Postgres, Neo4j, and RabbitMQ passwords can be rotated with a slightly longer dance: stop dependent services, change the password inside the database container, update .env, restart everything. Test against a staging environment first — Neo4j in particular can be stubborn if the password doesn't match its stored state.

Volume migration

Named volumes (e.g. fabrik_postgres_data) are host-local. Moving Fabrik to a new host means moving the volumes with it:

# On the old host
docker run --rm -v fabrik_postgres_data:/data -v $(pwd):/backup alpine \
  tar czf /backup/postgres_data.tar.gz -C /data .

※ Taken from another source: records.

PR #904, opened 2015-10-19
Autoselect CRC Hack by renderer

willkuer:
Inline function to select the appropriate crc level by renderer.
Accordingly new Combobox Element 'Automatic'

Added as well a (at least to me) nice renderer enum and replaced all
renderer int's by the enum.

Defined default renderer device according to OS.

PR #911, opened 2015-10-21
Gsdx: Add Mipmap (Software mode) and preload data frame to GUI.

ssakash:
~~Windows build for testing : https://www.dropbox.com/s/o4xb7n2z1fo6a1s/GSdx32-SSE2.dll?dl=0~~ outdated build of the commit.

PR #1686, opened 2016-12-05
Automatic CRC hack level

willkuer:
Adds an automatic CRC Hack level to the GUI. The value will be interpreted as either 'Partial' or 'Full' depending on the renderer. Was already discussed in #1582, #904, and #882. It's basically the same as FlatOut's approach.

Additionally added an enum class for the CRCHackLevel. Although the usage is not completely consequently done in consumer code. The CRC hack section largely depends on the ordering of the enum as CRC hacks on the partial level are as well applied on the full level. Reordering of the enum values would break the code. But that would as well break the backwards compatibility of the ini-File. A more strict approach to use an enum (maybe as flag) would need a larger non-functional rewrite.

Additionally added a template-version of GetConfig (GetConfigT) to avoid the casts in the consumer code and possibly improve readability.

### DIFF
--- a/plugins/GSdx/GS.cpp
+++ b/plugins/GSdx/GS.cpp
@@ -506,6 +506,8 @@ EXPORT_C_(int) GSopen2(void** dsp, uint32 flags)
 	static bool stored_toggle_state = false;
 	bool toggle_state = !!(flags & 4);
 
+	theApp.ClearTempConfig();
+
 	GSRendererType renderer = s_renderer;
 	// Fresh start up or config file changed
 	if (renderer == GSRendererType::Undefined)
--- a/plugins/GSdx/GS.cpp
+++ b/plugins/GSdx/GS.cpp
@@ -212,7 +212,7 @@ static int _GSopen(void** dsp, const char* title, GSRendererType renderer, int t
 
 	if(renderer == GSRendererType::Undefined)
 	{
-		renderer = static_cast<GSRendererType>(theApp.GetConfigI("Renderer"));
+		renderer = theApp.GetTempConfig<GSRendererType>();
 	}
 
 	if(threads == -1)
@@ -512,11 +512,7 @@ EXPORT_C_(int) GSopen2(void** dsp, uint32 flags)
 	// Fresh start up or config file changed
 	if (renderer == GSRendererType::Undefined)
 	{
-		renderer = static_cast<GSRendererType>(theApp.GetConfigI("Renderer"));
-#ifdef _WIN32
-		if (renderer == GSRendererType::Default)
-			renderer = GSUtil::GetBestRenderer();
-#endif
+		renderer = theApp.GetTempConfig<GSRendererType>();
 	}
 	else if (stored_toggle_state != toggle_state)
 	{
@@ -545,6 +541,7 @@ EXPORT_C_(int) GSopen2(void** dsp, uint32 flags)
 		default: renderer = GSRendererType::OGL_SW; break; // fallback to OGL SW
 		}
 #endif
+		theApp.SetTempConfig<GSRendererType>(renderer);
 	}
 	stored_toggle_state = toggle_state;
 
@@ -590,7 +587,7 @@ EXPORT_C_(int) GSopen(void** dsp, const char* title, int mt)
 	{
 		// normal init
 
-		renderer = static_cast<GSRendererType>(theApp.GetConfigI("Renderer"));
+		renderer = theApp.GetTempConfig<GSRendererType>();
 	}
 
 	*dsp = NULL;
@@ -1566,7 +1563,7 @@ EXPORT_C GSReplay(char* lpszCmdLine, int renderer)
 
 	GSRendererType m_renderer;
 	// Allow to easyly switch between SW/HW renderer -> this effectively removes the ability to select the renderer by function args
-	m_renderer = static_cast<GSRendererType>(theApp.GetConfigI("Renderer"));
+	m_renderer = theApp.GetTempConfig<GSRendererType>();
 
 	if (m_renderer != GSRendererType::OGL_HW && m_renderer != GSRendererType::OGL_SW)
 	{
--- a/plugins/GSdx/GS.h
+++ b/plugins/GSdx/GS.h
@@ -1429,6 +1429,7 @@ enum class Filtering : uint8
 //Enum order matters! Don't change it!
 enum class CRCHackLevel : int8
 {
+	Automatic = -1,
 	None,
 	Minimum,
 	Partial,
--- a/plugins/GSdx/GS.h
+++ b/plugins/GSdx/GS.h
@@ -1425,3 +1425,13 @@ enum class Filtering : uint8
 	Trilinear_Bilinear_Forced,
 	Trilinear_Always
 };
+
+//Enum order matters! Don't change it!
+enum class CRCHackLevel : int8
+{
+	None,
+	Minimum,
+	Partial,
+	Full,
+	Aggressive
+};
--- a/plugins/GSdx/GSHwHack.cpp
+++ b/plugins/GSdx/GSHwHack.cpp
@@ -2433,7 +2433,7 @@ void GSState::SetupCrcHack()
 {
 	GetSkipCount lut[CRC::TitleCount];
 
-	s_crc_hack_level = theApp.GetConfigT<CRCHackLevel>("crc_hack_level");
+	s_crc_hack_level = theApp.GetTempConfig<CRCHackLevel>();
 
 	memset(lut, 0, sizeof(lut));
 
--- a/plugins/GSdx/GSHwHack.cpp
+++ b/plugins/GSdx/GSHwHack.cpp
@@ -23,11 +23,12 @@
 #include "GSState.h"
 #include "GSdx.h"
 
-int s_crc_hack_level = 3;
+CRCHackLevel s_crc_hack_level = CRCHackLevel::Full;
 
 // hacks
-#define Aggresive (s_crc_hack_level > 3)
-#define Dx_only   (s_crc_hack_level > 2)
+#define Aggresive  (s_crc_hack_level >= CRCHackLevel::Aggressive)
+#define Dx_only    (s_crc_hack_level >= CRCHackLevel::Full)
+#define Dx_and_OGL (s_crc_hack_level >= CRCHackLevel::Partial)
 
 CRC::Region g_crc_region = CRC::NoRegion;
 
@@ -2432,11 +2433,11 @@ void GSState::SetupCrcHack()
 {
 	GetSkipCount lut[CRC::TitleCount];
 
-	s_crc_hack_level = theApp.GetConfigI("crc_hack_level");
+	s_crc_hack_level = theApp.GetConfigT<CRCHackLevel>("crc_hack_level");
 
 	memset(lut, 0, sizeof(lut));
 
-	if (s_crc_hack_level > 1) {
+	if (Dx_and_OGL) {
 		lut[CRC::AceCombat4] = GSC_AceCombat4;
 		lut[CRC::AlpineRacer3] = GSC_AlpineRacer3;
 		lut[CRC::BlackHawkDown] = GSC_BlackHawkDown;
--- a/plugins/GSdx/GSState.cpp
+++ b/plugins/GSdx/GSState.cpp
@@ -23,8 +23,6 @@
 #include "GSState.h"
 #include "GSdx.h"
 
-extern CRCHackLevel g_crc_hack_level;
-
 //#define Offset_ST  // Fixes Persona3 mini map alignment which is off even in software rendering
 
 int GSState::s_n = 0;
--- a/plugins/GSdx/GSState.cpp
+++ b/plugins/GSdx/GSState.cpp
@@ -23,7 +23,7 @@
 #include "GSState.h"
 #include "GSdx.h"
 
-extern int g_crc_hack_level;
+extern CRCHackLevel g_crc_hack_level;
 
 //#define Offset_ST  // Fixes Persona3 mini map alignment which is off even in software rendering
 
@@ -79,7 +79,7 @@ GSState::GSState()
 	//s_savel = 0;
 
 	UserHacks_WildHack = theApp.GetConfigB("UserHacks") ? theApp.GetConfigI("UserHacks_WildHack") : 0;
-	m_crc_hack_level = theApp.GetConfigI("crc_hack_level");
+	m_crc_hack_level = theApp.GetTempConfig<CRCHackLevel>();
 
 	memset(&m_v, 0, sizeof(m_v));
 	memset(&m_vertex, 0, sizeof(m_vertex));
@@ -2494,7 +2494,7 @@ void GSState::SetGameCRC(uint32 crc, int options)
 {
 	m_crc = crc;
 	m_options = options;
-	m_game = CRC::Lookup(m_crc_hack_level ? crc : 0);
+	m_game = CRC::Lookup(m_crc_hack_level > CRCHackLevel::None ? crc : 0);
 	SetupCrcHack();
 
 	// Until we find a solution that work for all games.
--- a/plugins/GSdx/GSTextureCache.cpp
+++ b/plugins/GSdx/GSTextureCache.cpp
@@ -48,7 +48,7 @@ GSTextureCache::GSTextureCache(GSRenderer* r)
 
 	m_paltex = theApp.GetConfigB("paltex");
 	m_can_convert_depth &= s_IS_OPENGL; // only supported by openGL so far
-	m_crc_hack_level = theApp.GetConfigI("crc_hack_level");
+	m_crc_hack_level = theApp.GetConfigT<CRCHackLevel>("crc_hack_level");
 
 	// In theory 4MB is enough but 9MB is safer for overflow (8MB
 	// isn't enough in custom resolution)
@@ -271,7 +271,7 @@ GSTextureCache::Source* GSTextureCache::LookupSource(const GIFRegTEX0& TEX0, con
 
 						// Gregory: to avoid a massive slow down for nothing, let's only enable
 						// this code when CRC is below the FULL level
-						if (m_crc_hack_level < 3)
+						if (m_crc_hack_level < CRCHackLevel::Full)
 							Read(t, t->m_valid);
 						else
 							dst = t;
--- a/plugins/GSdx/GSTextureCache.cpp
+++ b/plugins/GSdx/GSTextureCache.cpp
@@ -28,7 +28,7 @@ bool GSTextureCache::m_disable_partial_invalidation = false;
 GSTextureCache::GSTextureCache(GSRenderer* r)
 	: m_renderer(r)
 {
-	s_IS_OPENGL = (static_cast<GSRendererType>(theApp.GetConfigI("Renderer")) == GSRendererType::OGL_HW);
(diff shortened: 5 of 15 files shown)


plugins/GSdx/GSdx.cpp
```diff
@@ -218,11 +218,11 @@ void GSdxApp::Init()
 	m_gs_hw_mipmapping.push_back(GSSetting(1, "Basic", "Fast"));
 	m_gs_hw_mipmapping.push_back(GSSetting(2, "Full", "Slow"));
 
-	m_gs_crc_level.push_back(GSSetting(0 , "None", "Debug"));
-	m_gs_crc_level.push_back(GSSetting(1 , "Minimum", "Debug"));
-	m_gs_crc_level.push_back(GSSetting(2 , "Partial", "OpenGL Recommended"));
-	m_gs_crc_level.push_back(GSSetting(3 , "Full", "Safest"));
-	m_gs_crc_level.push_back(GSSetting(4 , "Aggressive", ""));
+	m_gs_crc_level.push_back(GSSetting(static_cast<int8>(CRCHackLevel::None) , "None", "Debug"));
```
willkuer: static_cast can be removed. GSSetting already supports direct casting via template.

willkuer:
I almost forgot how much fun it is to work with git...

Well obviously nobody needs the build bot atm.

plugins/GSdx/GSHwHack.cpp
```diff
@@ -23,11 +23,12 @@
...
 
-int s_crc_hack_level = 3;
+CRCHackLevel s_crc_hack_level = CRCHackLevel::Full;
 
 // hacks
-#define Aggresive (s_crc_hack_level > 3)
-#define Dx_only   (s_crc_hack_level > 2)
+#define Aggresive  (static_cast<int8>(s_crc_hack_level) >= static_cast<int8>(CRCHackLevel::Aggressive))
+#define Dx_only    (static_cast<int8>(s_crc_hack_level) >= static_cast<int8>(CRCHackLevel::Full))
+#define Dx_and_OGL (static_cast<int8>(s_crc_hack_level) >= static_cast<int8>(CRCHackLevel::Partial))
```
turtleli: I don't think it's necessary to cast to int when you're comparing enums of the same type. `s_crc_hack_level >= CRCHackLevel::Whatever` should work.

plugins/GSdx/GS.h
```diff
@@ -1425,3 +1425,25 @@ enum class Filtering : uint8
...
+
+static inline CRCHackLevel AutoSelectCRCHackLevel(GSRendererType renderer)
+{
+	switch (renderer)
+	{
+	case GSRendererType::OGL_HW:
+		return CRCHackLevel::Partial;
+	default:
+		return CRCHackLevel::Full;
+	}
```
ssakash: ``switch-case`` doesn't seem ideal here, a ternary operator should suffice. `` return (renderer == GSRendererType::OGL_HW) ? CRCHackLevel::Partial : return CRCHackLevel::Full``. **(or)** maybe a simple ``if()`` check might be enough.

plugins/GSdx/GS.h
```diff
@@ -1425,3 +1425,25 @@ enum class Filtering : uint8
...
+
+//Enum order matters! Don't change it!
+enum class CRCHackLevel : int8
+{
+	Automatic = -1,
+	None = 0,
+	Minimum = 1,
+	Partial = 2,
+	Full = 3,
+	Aggressive = 4
```
ssakash: FYI, initializing the first enum element is enough and the succeeding elements value will follow arithmetic progression with a difference of 1.

plugins/GSdx/GSTextureCache.cpp
```diff
@@ -271,7 +273,7 @@ GSTextureCache::Source* GSTextureCache::LookupSource(const GIFRegTEX0& TEX0, con
 
 						// Gregory: to avoid a massive slow down for nothing, let's only enable
 						// this code when CRC is below the FULL level
-						if (m_crc_hack_level < 3)
+						if (static_cast<int8>(m_crc_hack_level) < static_cast<int8>(CRCHackLevel::Full))
```
ssakash: static casts aren't necessary here.

plugins/GSdx/GS.h
willkuer: Well, I like to combine enum's with switches. Makes it easy to extend if necessary. However I agree that the if/then/else would be much shorter. Maybe a third opinion switch vs. if would be helpful?

plugins/GSdx/GS.h
willkuer: I did that on purpose to reflect the values that are written in the ini-File. This is important if you insert new elements which would break ini-compatibility. But I am open to remove these manual assignments. Maybe here a third opinion ( @FlatOutPS2 @turtleli )?

plugins/GSdx/GSTextureCache.cpp
willkuer: I didn't know that. I'll update.

plugins/GSdx/GSHwHack.cpp
willkuer: I didn't know that. I'll update.

plugins/GSdx/GS.h
turtleli: Huh... well, ideally I think all the values should be removed, but the ini should use strings instead of numbers to represent crc levels. Of course that'd completely break ini compatibility. You may want opinion from someone other than me. ;)

willkuer: Not sure if you were addressing me or turtleli.

If you insert something (not at the end) you would shift all following values by one. E.g. somebody who selected Full would get Partial instead.

For turtleli's enum parse it would behave like you described and shouldn't be a big issue.

FlatOutPS2: Yes, I was addressing turtleli. Though applying turtleli's suggestion could potentially break compatibility again if the strings were ever to be updated.

turtleli: Well, it's unlikely that strings would be changed. And if they are changed, then the user would end up on the default setting if the string doesn't match. My suggestion is out of scope for this PR though - I'd like a string not only for the CRC hack level, but also some of the other settings too (renderer comes to mind but there's probably others). It isn't truly related to this PR - we can have the enum and/or the suggestion.

So basically I have no opinion on whether to explicitly assign values to each enum or not (I also have no opinion on the switch/if/ternary) but well, I was sort of asked for an opinion and so I provided one ;)

willkuer:
hm.... somehow my fixes don't manage to show up here... interesting.

plugins/GSdx/GSState.cpp
```diff
@@ -23,7 +23,7 @@
 #include "GSState.h"
 #include "GSdx.h"
 
-extern int g_crc_hack_level;
+extern CRCHackLevel g_crc_hack_level;
```
willkuer: this is never used anywhere.... I would remove it?

FlatOutPS2: I removed it in my PR. :p

FlatOutPS2:
> It is also associated with this pr.... maybe github has some problems?

I had similar issues with a PR after a DDOS attack caused server issues, and github was offline earlier today, so I'd say so.

willkuer:
Ok I added the suggested fixes and removed one unused variable.

Only the question with ternary/ifthen/switch remains. I like the switch but again I would follow the majority here. (Performance wise it shouldn't make a difference so the question is what you consider more readable)

plugins/GSdx/GSTextureCache.cpp
```diff
@@ -48,7 +48,9 @@ GSTextureCache::GSTextureCache(GSRenderer* r)
 
 	m_paltex = theApp.GetConfigB("paltex");
 	m_can_convert_depth &= s_IS_OPENGL; // only supported by openGL so far
-	m_crc_hack_level = theApp.GetConfigI("crc_hack_level");
+	m_crc_hack_level = theApp.GetConfigT<CRCHackLevel>("crc_hack_level");
+	if (m_crc_hack_level == CRCHackLevel::Automatic)
+		m_crc_hack_level = AutoSelectCRCHackLevel(theApp.GetConfigT<GSRendererType>("Renderer"));
```
turtleli: This might not work properly on Windows. If the renderer type is `GSRendererType::Default`, then you may end up using an OpenGL renderer but have CRC hacks at the full level due to the renderer autoselection code. The same applies for the other uses of `AutoSelectCRCHackLevel()`.

One solution would be to check if `m_crc_hack_level` is set to `CRCHackLevel::Automatic` in the most derived constructor (GSTextureOGL, GSRendererDX11, etc.) and adjust the level there if it is. There may be other/better solutions.

(Unrelated to PR): I note that s_IS_OPENGL might not work properly on Windows for the same reasons.

plugins/GSdx/GSHwHack.cpp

# On the new host, after docker compose up has created the volume
docker run --rm -v fabrik_postgres_data:/data -v /transfer:/backup alpine \
  tar xzf /backup/postgres_data.tar.gz -C /data

Stop the stack on both ends during the copy. Repeat for fabrik_neo4j_data and fabrik_rabbitmq_data. Don't bother with Redis — rebuilds itself.

What to monitor

Minimum monitoring for a production install:

  • Disk usage on the host — Postgres and audit logs grow.
  • /api/health/ returning 200 at one-minute intervals.
  • Container restart count. If something is flapping, the restart count climbs. docker events streams them.
  • Celery queue depth. Watch the RabbitMQ management UI (for AWX events) and Redis LLEN celery (for tasks). Persistent backlog means add workers.
  • Scheduled task success rate. Settings → Scheduled Tasks shows the failure streak per task — surface it in your own dashboards if you care.

Fabrik doesn't ship a Prometheus exporter. If you want one, that's a reasonable contribution — Django has django-prometheus and Celery has celery-exporter.